Conclusions and perspective

To obtain a highly sensitive and rapid immunoassay, a 3D polymer microstructure prepared by the ESD method has been developed. Nanosphere and microfiber structures have a strong potential for increasing the antibody immobilization density due to the control of the surface tension of the solution, which can in turn increase the specific signal. When a biocompatible polymer resistant to non-specific protein adsorption is employed as a nano- and/or microstructured platform for biosensing, it decreases the noise. As a result, the platform ensures highly sensitive biosensing.
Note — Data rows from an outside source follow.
PR #4233, opened 2026-02-12
[INL-3675] feat: add dev release workflow for PR-based npm publishing

Jack-Waller:
## What

Adds a `workflow_dispatch` dev release workflow that publishes pre-release npm packages from open pull requests, so contributors can validate unreleased changes in downstream projects before merging.

Heavily inspired by [global-components' dev release workflow](https://github.com/Skyscanner/global-components/blob/main/.github/workflows/global-components-dev-release.yml) and [backpack's release workflow](https://github.com/Skyscanner/backpack/blob/main/.github/workflows/release.yml).

## Why

There is currently no way to test a Backpack change in a consuming application without merging and releasing. A dev release lets engineers publish a tagged pre-release (`x.y.z-dev-v<run>.<attempt>` under the `dev` npm dist-tag) from any open PR, significantly shortening the feedback loop.

Originally needed to safely roll out a Backpack fix (#4231) for [INL-3675](https://skyscanner.atlassian.net/browse/INL-3675).

## Files added

- **`.github/workflows/dev-release.yml`** — orchestrates security validation, build, npm publish, and PR comment reporting.
- **`.github/actions/pr-security-validation/action.yml`** — composite action that validates the PR is open, lives in the same repo (no forks), and the triggering user has write access.
- **`.github/actions/upsert-pr-comment/action.yml`** — composite action that creates or updates a single PR comment identified by an HTML marker, keeping the thread tidy.
- **`DEV_RELEASE.md`** — user-facing docs: when to use it, how to trigger from the UI or CLI, how to consume the published version, and the security model.

## Workflow flow

1. **SecurityCheck** — validates PR + caller, posts a "Dev Release Started" comment.
2. **DevRelease** — checkouts the validated SHA, runs `npm ci` and `npm run build`, computes the dev version. If `dry_run=false`, runs `cd packages/backpack-web/dist && npm version ... && npm publish --tag dev`.
3. **ReportResults** — updates the same PR comment with the final outcome and install command.

## Security considerations

- Fork PRs are rejected — the workflow only runs for branches in `Skyscanner/backpack`.
- Caller permission is verified via the GitHub API (must have write access).
- All `${{ }}` expressions are passed via `env` blocks to prevent script injection.
- Workflow permissions follow least-privilege (`contents: read`, `pull-requests: write`).
- GitHub API calls authenticate via the Backpack GitHub App because Skyscanner's organisation IP allow list rejects the default `GITHUB_TOKEN`.
- Real publishes (`dry_run=false`) are gated by the `Publishing` GitHub environment, which requires `backpack-web` team approval. Dry runs skip the environment so they don't need approval.
- npm publishes use `NPM_TOKEN` from the `Publishing` environment secrets (trusted publishing / OIDC is out of scope for this PR — see [#14](https://github.com/Skyscanner/backpack/security/code-scanning/14)).

## Changes since hand-over

The original workflow was authored by @Jack-Waller; @vincentliu took over and pushed five additional fix commits:

| Commit | Purpose |
|---|---|
| `bff9db98f` | `npm run transpile` → `npm run build` (the repo migrated to Nx, no `transpile` script exists), `cd dist` → `cd packages/backpack-web/dist`, bump action SHAs to match `release.yml`, add a "Dev Release Started" comment after the security check passes |
| `880033fd2` | Add GitHub App token to all jobs that hit the GitHub API (the org IP allow list rejects the default `GITHUB_TOKEN`) |
| `7380843cd` + `955efc2fa` | Conditional `environment` so dry runs skip the `Publishing` approval gate; real publishes still require approval |
| `e0bd11c6c` | Add `DEV_RELEASE.md` |

## Testing

End-to-end dry run on this PR:

- [Run #26558464180](https://github.com/Skyscanner/backpack/actions/runs/26558464180) — SecurityCheck 9s, Build 41s, Report 6s, total ~1 min
- "Dev Release Started" comment posted on this PR after security check
- Same comment upserted to "Dev Release Dry Run Successful" with version `41.13.0-dev-v26558464180.1` (base version `41.13.0` because the branch is behind `main`; will be `42.x` after rebase)
- Real publish (`dry_run=false`) deferred — dry run validates everything except the literal `npm publish` line

## Checklist

- [x] No component changes — CI, workflow, action and docs files only
- [x] `skip-changelog` label appropriate (no consumer-facing code changes)

[INL-3675]: https://skyscanner.atlassian.net/browse/INL-3675


.github/actions/pr-security-validation/action.yml
```diff
@@ -0,0 +1,148 @@
...
+
+        if [ -z "$BASE_REPO" ] || [ "$BASE_REPO" = "null" ]; then
+          echo "::error::Cannot determine base repository. Rejecting as a security precaution."
+          exit 1
+        fi
+
+        if [ "$HEAD_REPO" != "$BASE_REPO" ]; then
+          echo "::error::Dev releases are not permitted from forked repositories."
+          echo ""
+          echo "Head repo: $HEAD_REPO"
```
Jack-Waller: **Fork detection.** Comparing `head_repo` to `base_repo` ensures the PR branch lives in the same repository. Fork PRs are rejected because `workflow_dispatch` runs in the context of the base repo and would expose secrets to untrusted code from a fork.

.github/workflows/dev-release.yml
```diff
@@ -0,0 +1,205 @@
...
+    permissions:
+      contents: read
+    outputs:
+      dev_version: ${{ steps.version.outputs.dev_version }}
+    steps:
+      - uses: actions/checkout@de0fac2e4500dabe0009e67214ff5f5447ce83dd # v6.0.2
+        with:
+          ref: ${{ needs.SecurityCheck.outputs.pr_sha }}
+          persist-credentials: false
+          fetch-depth: 0
```
Jack-Waller: `fetch-depth: 0` is needed for `git describe` in the version step.

DEV_RELEASE.md
```diff
@@ -0,0 +1,150 @@
...
+After validating, switch back to a real version before merging your
+consumer change:
+
+```bash
+npm install @skyscanner/backpack-web@latest
+```
+
+---
+
+## Dry run vs real publish
```
RichardSyq, line 105: Is a dry run still necessary now?

RichardSyq (commented):
One security hardening suggestion for the dev release publish step.

.github/workflows/dev-release.yml
```diff
@@ -0,0 +1,235 @@
...
+          echo "Dev version: ${DEV_VERSION}"
+
+      - name: Build
+        run: npm run build
+
+      - name: Publish dev release to npm
+        if: ${{ inputs.dry_run != true }}
+        run: |
+          cd packages/backpack-web/dist
+          npm version $DEV_VERSION --no-git-tag-version
```
RichardSyq: Could we harden this publish step so PR-controlled npm lifecycle scripts never run with `NPM_TOKEN`? The current PR runs `npm version` and `npm publish` inside `packages/backpack-web/dist`, which is built from the PR head, while `NODE_AUTH_TOKEN` is in the environment. Since the PR can modify `packages/backpack-web/package.json`, it could add lifecycle scripts like `preversion`, `version`, `prepublishOnly`, `prepack`, or `prepare`; npm would execute those during `npm version` / `npm publish` after the `Publishing` environment is approved, and those scripts could read the token. The approval gate controls when the token is released, but not what PR-controlled package scripts do with it once released. Could we avoid `npm version` by updating `package.json` directly, then publish with scripts disabled, e.g. `npm publish --ignore-scripts --tag dev`? This preserves the dev release behavior while preventing unmerged PR code from running with the npm publish token.

xiaogliu: Thanks for catching this — agreed it's the right defence-in-depth posture even with the same-repo restriction in place.

Pushed `c2a6d7692`:
- Replaced `npm version` with a direct edit of `dist/package.json` via `node -e`, so `preversion` / `version` / `postversion` hooks can't run.
- Added `--ignore-scripts` to `npm publish`, so `prepack` / `prepare` / `prepublishOnly` / `postpack` / `postpublish` can't either.

I verified that `packages/backpack-web/package.json` has no `scripts` block today and the build only copies it verbatim (`scripts/transpilation/strip-exports.js` only deletes `exports`), so neither change can regress an existing legitimate hook.

Worth flagging that `release.yml` has the same shape (`npm version` + `npm publish` without `--ignore-scripts`), but the threat model is different there — real releases are triggered by a tag publish, never from a PR head — so I haven't touched it in this PR. Happy to open a separate one if you'd like the same hardening applied there.

DEV_RELEASE.md
xiaogliu: Fair question — the dry run isn't redundant with PR CI even though both run `npm run build`. PR CI doesn't exercise:

- the SecurityCheck job (PR validation, caller-permission check, GitHub App token / IP allow-list path),
- the dev-version computation (`git describe` + run id),
- the PR comment upsert flow,
- the version-stamping step that's now in the publish job (since #4233 it's no longer guarded by `dry_run`, so dry runs catch a malformed stamp before a real publish needs it).

The other reason it's useful is that contributors can self-test their workflow change without burning a `Publishing` approval. Real publishes are gated by `backpack-web` team review, dry runs aren't.

Happy to tighten the README wording to make this distinction clearer — let me know if you'd prefer the table to drop the "runs build" row (since that's the same in both columns) and lean on the new framing.

RichardSyq (approved):
LGTM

Furthermore, the nano- and/or microstructured platform can be applied to a microchip immunoassay to decrease the assay duration. The microfiber structure is unique not only because of the high-density immobilization of an antibody but also because of the increased flow rate induced by vacuum aspiration. An ultrafast immunoassay can be implemented using the combination of the microfiber platform and forced convection of an analyte solution. In conclusion, 3D polymeric nano- and/or microstructures show great promise as a platform for biodevice applications.